EXERCISE DIRECTIONS | Copy, in full, each line of the material that holds the word "fails".

EXERCISE DATA |
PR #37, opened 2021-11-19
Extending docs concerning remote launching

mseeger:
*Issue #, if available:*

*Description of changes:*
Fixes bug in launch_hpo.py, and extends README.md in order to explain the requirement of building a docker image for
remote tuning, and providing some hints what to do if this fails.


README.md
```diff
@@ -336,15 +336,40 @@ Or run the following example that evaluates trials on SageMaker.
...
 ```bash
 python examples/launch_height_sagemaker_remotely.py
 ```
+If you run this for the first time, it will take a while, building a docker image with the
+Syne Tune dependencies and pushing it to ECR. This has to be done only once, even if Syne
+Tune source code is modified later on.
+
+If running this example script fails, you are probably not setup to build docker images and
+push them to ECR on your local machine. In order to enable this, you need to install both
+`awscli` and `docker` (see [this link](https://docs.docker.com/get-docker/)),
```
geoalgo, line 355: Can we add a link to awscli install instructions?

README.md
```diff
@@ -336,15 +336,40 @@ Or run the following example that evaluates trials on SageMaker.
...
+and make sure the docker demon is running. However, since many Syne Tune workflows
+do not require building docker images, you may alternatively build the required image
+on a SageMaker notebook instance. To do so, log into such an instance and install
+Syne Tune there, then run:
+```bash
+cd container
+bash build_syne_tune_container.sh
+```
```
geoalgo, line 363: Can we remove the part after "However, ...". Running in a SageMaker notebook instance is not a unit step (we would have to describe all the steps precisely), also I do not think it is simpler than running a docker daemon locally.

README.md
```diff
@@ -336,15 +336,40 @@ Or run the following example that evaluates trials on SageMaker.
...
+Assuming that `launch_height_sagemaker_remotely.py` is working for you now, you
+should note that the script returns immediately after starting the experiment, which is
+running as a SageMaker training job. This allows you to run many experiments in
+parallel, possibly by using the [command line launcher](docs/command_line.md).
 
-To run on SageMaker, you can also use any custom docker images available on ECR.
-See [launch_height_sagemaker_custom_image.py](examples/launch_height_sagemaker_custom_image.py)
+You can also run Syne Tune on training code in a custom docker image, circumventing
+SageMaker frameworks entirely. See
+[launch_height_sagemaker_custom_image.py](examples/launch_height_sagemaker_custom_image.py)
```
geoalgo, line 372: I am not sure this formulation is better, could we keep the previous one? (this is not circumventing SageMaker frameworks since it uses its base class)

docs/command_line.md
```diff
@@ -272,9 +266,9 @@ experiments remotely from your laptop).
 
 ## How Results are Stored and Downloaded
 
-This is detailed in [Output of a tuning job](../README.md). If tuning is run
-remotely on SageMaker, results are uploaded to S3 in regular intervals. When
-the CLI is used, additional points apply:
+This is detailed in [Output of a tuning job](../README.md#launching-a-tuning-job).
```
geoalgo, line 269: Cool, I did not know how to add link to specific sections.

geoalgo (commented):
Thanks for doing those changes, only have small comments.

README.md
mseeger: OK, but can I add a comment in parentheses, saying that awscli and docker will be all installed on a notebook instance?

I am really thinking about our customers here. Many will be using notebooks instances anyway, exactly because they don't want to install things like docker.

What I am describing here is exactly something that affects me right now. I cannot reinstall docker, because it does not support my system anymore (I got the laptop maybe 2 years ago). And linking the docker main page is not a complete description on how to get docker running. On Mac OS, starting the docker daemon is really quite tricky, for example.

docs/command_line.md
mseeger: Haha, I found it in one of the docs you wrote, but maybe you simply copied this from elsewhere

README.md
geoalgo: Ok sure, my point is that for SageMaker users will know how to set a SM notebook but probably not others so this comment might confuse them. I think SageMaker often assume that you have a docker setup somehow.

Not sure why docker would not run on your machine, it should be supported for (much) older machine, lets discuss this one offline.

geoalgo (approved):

ANSWER FOR THIS EXERCISE |
remote tuning, and providing some hints what to do if this fails.
+If running this example script fails, you are probably not setup to build docker images and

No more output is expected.